Report: Samsung Foundry next with 20 percent price hike
Samsung Foundry is preparing to raise chip processing prices by 20 percent later this year, part of an industry-wide push that includes TSMC, according to reports.
The price rises are certainly in part to cover rising costs of chip making in terms of materials and equipment but it is also the case that there may be a last opportunity in this economic cycle to get customers paying because demand exceeds supply. While an undersupply situation has lasted for several quarters impacting multiple sectors in the consumer sector a recession is being predicted that could see demand collapse (see Semiconductor market heads for severe downturn says analyst).
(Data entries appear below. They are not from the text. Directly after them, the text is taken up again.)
PR #643, opened 2023-05-11
Streaming: Make seq_join take a stream

martinthomson:
I've started to look for places to apply this, and there are fewer than I'd have liked.  But this change was easy enough to execute.

Next step is to start changing the gap between protocol steps so that one produces a stream and the other consumes it.  Not as many options on that front as I had hoped, based on my first look, but we'll see.


akoshelev (approved):
heh, that was easy it seems :)

PR #645, opened 2023-05-12
Avoid a second build for benchmarks

martinthomson:
We build the benchmarks twice for this job, but we don't have to.


akoshelev (approved):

Samsung’s price rises could be as low as 15 percent at the leading-edge but closer to 20 percent for more mature nodes, Bloomberg said referencing unnamed sources. The price rises are being applied from 2H22.
The semiconductor industry is facing multiple threat factors including: the war in Ukraine, Covid lockdowns in China, rising interest rates, inflation and a possible global recession.
TSMC and UMC are also said to be advising of single-digit percentage price rises after price hikes at the end of 2021 (see TSMC to drive global inflation with 20% price rise). Foundry market leader TSMC plans to raise prices by between 5 and 8 percent from 2023, while UMC is planning a 4 percent rise in 2Q22, the report said.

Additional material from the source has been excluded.